[Materials provided Boundary: Start]

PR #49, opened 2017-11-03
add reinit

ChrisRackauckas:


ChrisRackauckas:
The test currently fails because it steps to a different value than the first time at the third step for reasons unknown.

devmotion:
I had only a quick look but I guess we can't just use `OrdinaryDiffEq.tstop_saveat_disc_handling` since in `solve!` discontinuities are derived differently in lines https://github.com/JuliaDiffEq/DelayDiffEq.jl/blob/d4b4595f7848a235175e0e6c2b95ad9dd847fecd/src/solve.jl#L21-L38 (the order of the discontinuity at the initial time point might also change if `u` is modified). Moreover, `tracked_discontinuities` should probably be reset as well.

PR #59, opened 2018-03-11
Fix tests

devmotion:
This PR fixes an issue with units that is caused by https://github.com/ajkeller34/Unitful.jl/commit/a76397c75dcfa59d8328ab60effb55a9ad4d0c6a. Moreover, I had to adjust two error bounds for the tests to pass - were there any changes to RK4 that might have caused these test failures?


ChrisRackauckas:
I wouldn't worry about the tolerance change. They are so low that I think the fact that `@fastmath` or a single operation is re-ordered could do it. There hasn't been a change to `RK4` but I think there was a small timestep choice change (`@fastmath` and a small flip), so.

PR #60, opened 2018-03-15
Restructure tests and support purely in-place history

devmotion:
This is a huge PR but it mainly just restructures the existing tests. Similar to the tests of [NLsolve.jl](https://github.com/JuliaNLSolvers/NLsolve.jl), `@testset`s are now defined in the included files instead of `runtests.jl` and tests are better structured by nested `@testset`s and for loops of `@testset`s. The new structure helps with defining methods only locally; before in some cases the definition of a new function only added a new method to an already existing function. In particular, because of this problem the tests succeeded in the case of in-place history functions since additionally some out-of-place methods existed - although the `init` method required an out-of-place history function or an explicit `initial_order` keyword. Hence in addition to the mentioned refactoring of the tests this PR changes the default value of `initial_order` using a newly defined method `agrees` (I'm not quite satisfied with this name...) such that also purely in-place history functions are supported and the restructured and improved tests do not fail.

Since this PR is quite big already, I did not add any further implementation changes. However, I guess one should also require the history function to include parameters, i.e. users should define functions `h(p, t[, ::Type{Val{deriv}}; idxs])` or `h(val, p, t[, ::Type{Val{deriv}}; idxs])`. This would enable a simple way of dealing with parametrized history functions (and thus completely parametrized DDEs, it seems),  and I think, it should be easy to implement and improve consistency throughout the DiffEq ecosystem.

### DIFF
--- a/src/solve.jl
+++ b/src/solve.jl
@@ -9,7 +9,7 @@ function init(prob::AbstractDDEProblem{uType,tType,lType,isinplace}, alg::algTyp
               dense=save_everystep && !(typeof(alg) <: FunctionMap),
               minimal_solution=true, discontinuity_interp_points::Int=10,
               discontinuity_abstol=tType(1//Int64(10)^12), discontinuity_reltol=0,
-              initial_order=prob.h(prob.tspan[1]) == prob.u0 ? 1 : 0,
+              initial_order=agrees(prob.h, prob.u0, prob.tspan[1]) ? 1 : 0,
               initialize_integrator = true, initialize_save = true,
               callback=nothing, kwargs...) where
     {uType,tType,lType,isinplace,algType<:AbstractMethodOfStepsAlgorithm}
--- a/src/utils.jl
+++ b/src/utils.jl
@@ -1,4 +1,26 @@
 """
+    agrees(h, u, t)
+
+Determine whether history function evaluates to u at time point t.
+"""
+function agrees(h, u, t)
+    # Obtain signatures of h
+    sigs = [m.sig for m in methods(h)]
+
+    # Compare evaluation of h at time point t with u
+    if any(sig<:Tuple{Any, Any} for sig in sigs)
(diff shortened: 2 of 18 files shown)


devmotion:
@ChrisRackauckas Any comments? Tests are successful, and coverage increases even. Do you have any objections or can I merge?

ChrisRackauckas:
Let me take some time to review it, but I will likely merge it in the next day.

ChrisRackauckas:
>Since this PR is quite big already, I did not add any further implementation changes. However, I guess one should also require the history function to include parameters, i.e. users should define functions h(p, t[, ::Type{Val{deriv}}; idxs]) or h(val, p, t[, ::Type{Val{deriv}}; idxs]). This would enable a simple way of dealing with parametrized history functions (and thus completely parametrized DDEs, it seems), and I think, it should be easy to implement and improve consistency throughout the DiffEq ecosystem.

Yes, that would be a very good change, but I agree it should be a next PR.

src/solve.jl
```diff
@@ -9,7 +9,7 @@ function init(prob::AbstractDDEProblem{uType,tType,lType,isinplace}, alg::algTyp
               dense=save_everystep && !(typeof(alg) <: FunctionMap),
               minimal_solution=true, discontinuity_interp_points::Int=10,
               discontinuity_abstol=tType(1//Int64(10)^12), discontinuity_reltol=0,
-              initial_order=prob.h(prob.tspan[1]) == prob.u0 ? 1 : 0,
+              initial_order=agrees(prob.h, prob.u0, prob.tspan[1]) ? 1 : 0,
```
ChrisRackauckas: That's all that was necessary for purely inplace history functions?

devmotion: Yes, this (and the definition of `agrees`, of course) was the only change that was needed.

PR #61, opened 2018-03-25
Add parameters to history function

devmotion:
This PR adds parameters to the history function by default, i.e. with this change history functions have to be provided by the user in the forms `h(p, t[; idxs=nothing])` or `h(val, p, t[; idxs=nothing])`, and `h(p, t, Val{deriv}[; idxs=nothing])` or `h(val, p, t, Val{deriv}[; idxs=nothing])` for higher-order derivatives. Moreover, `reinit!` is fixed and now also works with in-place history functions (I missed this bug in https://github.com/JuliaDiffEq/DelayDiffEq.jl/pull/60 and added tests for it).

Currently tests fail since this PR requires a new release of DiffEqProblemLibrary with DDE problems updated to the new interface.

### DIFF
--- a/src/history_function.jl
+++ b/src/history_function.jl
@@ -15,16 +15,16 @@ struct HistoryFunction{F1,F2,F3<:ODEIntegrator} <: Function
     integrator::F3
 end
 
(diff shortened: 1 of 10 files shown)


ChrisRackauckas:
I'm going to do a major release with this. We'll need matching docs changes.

[Materials provided Boundary: End]

§ **What to work on**
Could you please repeat the data exactly as given?

§ **Result of the exercise**
PR #49, opened 2017-11-03
add reinit

ChrisRackauckas:


ChrisRackauckas:
The test currently fails because it steps to a different value than the first time at the third step for reasons unknown.

devmotion:
I had only a quick look but I guess we can't just use `OrdinaryDiffEq.tstop_saveat_disc_handling` since in `solve!` discontinuities are derived differently in lines https://github.com/JuliaDiffEq/DelayDiffEq.jl/blob/d4b4595f7848a235175e0e6c2b95ad9dd847fecd/src/solve.jl#L21-L38 (the order of the discontinuity at the initial time point might also change if `u` is modified). Moreover, `tracked_discontinuities` should probably be reset as well.

PR #59, opened 2018-03-11
Fix tests

devmotion:
This PR fixes an issue with units that is caused by https://github.com/ajkeller34/Unitful.jl/commit/a76397c75dcfa59d8328ab60effb55a9ad4d0c6a. Moreover, I had to adjust two error bounds for the tests to pass - were there any changes to RK4 that might have caused these test failures?


ChrisRackauckas:
I wouldn't worry about the tolerance change. They are so low that I think the fact that `@fastmath` or a single operation is re-ordered could do it. There hasn't been a change to `RK4` but I think there was a small timestep choice change (`@fastmath` and a small flip), so.

PR #60, opened 2018-03-15
Restructure tests and support purely in-place history

devmotion:
This is a huge PR but it mainly just restructures the existing tests. Similar to the tests of [NLsolve.jl](https://github.com/JuliaNLSolvers/NLsolve.jl), `@testset`s are now defined in the included files instead of `runtests.jl` and tests are better structured by nested `@testset`s and for loops of `@testset`s. The new structure helps with defining methods only locally; before in some cases the definition of a new function only added a new method to an already existing function. In particular, because of this problem the tests succeeded in the case of in-place history functions since additionally some out-of-place methods existed - although the `init` method required an out-of-place history function or an explicit `initial_order` keyword. Hence in addition to the mentioned refactoring of the tests this PR changes the default value of `initial_order` using a newly defined method `agrees` (I'm not quite satisfied with this name...) such that also purely in-place history functions are supported and the restructured and improved tests do not fail.

Since this PR is quite big already, I did not add any further implementation changes. However, I guess one should also require the history function to include parameters, i.e. users should define functions `h(p, t[, ::Type{Val{deriv}}; idxs])` or `h(val, p, t[, ::Type{Val{deriv}}; idxs])`. This would enable a simple way of dealing with parametrized history functions (and thus completely parametrized DDEs, it seems),  and I think, it should be easy to implement and improve consistency throughout the DiffEq ecosystem.

### DIFF
--- a/src/solve.jl
+++ b/src/solve.jl
@@ -9,7 +9,7 @@ function init(prob::AbstractDDEProblem{uType,tType,lType,isinplace}, alg::algTyp
               dense=save_everystep && !(typeof(alg) <: FunctionMap),
               minimal_solution=true, discontinuity_interp_points::Int=10,
               discontinuity_abstol=tType(1//Int64(10)^12), discontinuity_reltol=0,
-              initial_order=prob.h(prob.tspan[1]) == prob.u0 ? 1 : 0,
+              initial_order=agrees(prob.h, prob.u0, prob.tspan[1]) ? 1 : 0,
               initialize_integrator = true, initialize_save = true,
               callback=nothing, kwargs...) where
     {uType,tType,lType,isinplace,algType<:AbstractMethodOfStepsAlgorithm}
--- a/src/utils.jl
+++ b/src/utils.jl
@@ -1,4 +1,26 @@
 """
+    agrees(h, u, t)
+
+Determine whether history function evaluates to u at time point t.
+"""
+function agrees(h, u, t)
+    # Obtain signatures of h
+    sigs = [m.sig for m in methods(h)]
+
+    # Compare evaluation of h at time point t with u
+    if any(sig<:Tuple{Any, Any} for sig in sigs)
(diff shortened: 2 of 18 files shown)


devmotion:
@ChrisRackauckas Any comments? Tests are successful, and coverage increases even. Do you have any objections or can I merge?

ChrisRackauckas:
Let me take some time to review it, but I will likely merge it in the next day.

ChrisRackauckas:
>Since this PR is quite big already, I did not add any further implementation changes. However, I guess one should also require the history function to include parameters, i.e. users should define functions h(p, t[, ::Type{Val{deriv}}; idxs]) or h(val, p, t[, ::Type{Val{deriv}}; idxs]). This would enable a simple way of dealing with parametrized history functions (and thus completely parametrized DDEs, it seems), and I think, it should be easy to implement and improve consistency throughout the DiffEq ecosystem.

Yes, that would be a very good change, but I agree it should be a next PR.

src/solve.jl
```diff
@@ -9,7 +9,7 @@ function init(prob::AbstractDDEProblem{uType,tType,lType,isinplace}, alg::algTyp
               dense=save_everystep && !(typeof(alg) <: FunctionMap),
               minimal_solution=true, discontinuity_interp_points::Int=10,
               discontinuity_abstol=tType(1//Int64(10)^12), discontinuity_reltol=0,
-              initial_order=prob.h(prob.tspan[1]) == prob.u0 ? 1 : 0,
+              initial_order=agrees(prob.h, prob.u0, prob.tspan[1]) ? 1 : 0,
```
ChrisRackauckas: That's all that was necessary for purely inplace history functions?

devmotion: Yes, this (and the definition of `agrees`, of course) was the only change that was needed.

PR #61, opened 2018-03-25
Add parameters to history function

devmotion:
This PR adds parameters to the history function by default, i.e. with this change history functions have to be provided by the user in the forms `h(p, t[; idxs=nothing])` or `h(val, p, t[; idxs=nothing])`, and `h(p, t, Val{deriv}[; idxs=nothing])` or `h(val, p, t, Val{deriv}[; idxs=nothing])` for higher-order derivatives. Moreover, `reinit!` is fixed and now also works with in-place history functions (I missed this bug in https://github.com/JuliaDiffEq/DelayDiffEq.jl/pull/60 and added tests for it).

Currently tests fail since this PR requires a new release of DiffEqProblemLibrary with DDE problems updated to the new interface.

### DIFF
--- a/src/history_function.jl
+++ b/src/history_function.jl
@@ -15,16 +15,16 @@ struct HistoryFunction{F1,F2,F3<:ODEIntegrator} <: Function
     integrator::F3
 end
 
(diff shortened: 1 of 10 files shown)


ChrisRackauckas:
I'm going to do a major release with this. We'll need matching docs changes.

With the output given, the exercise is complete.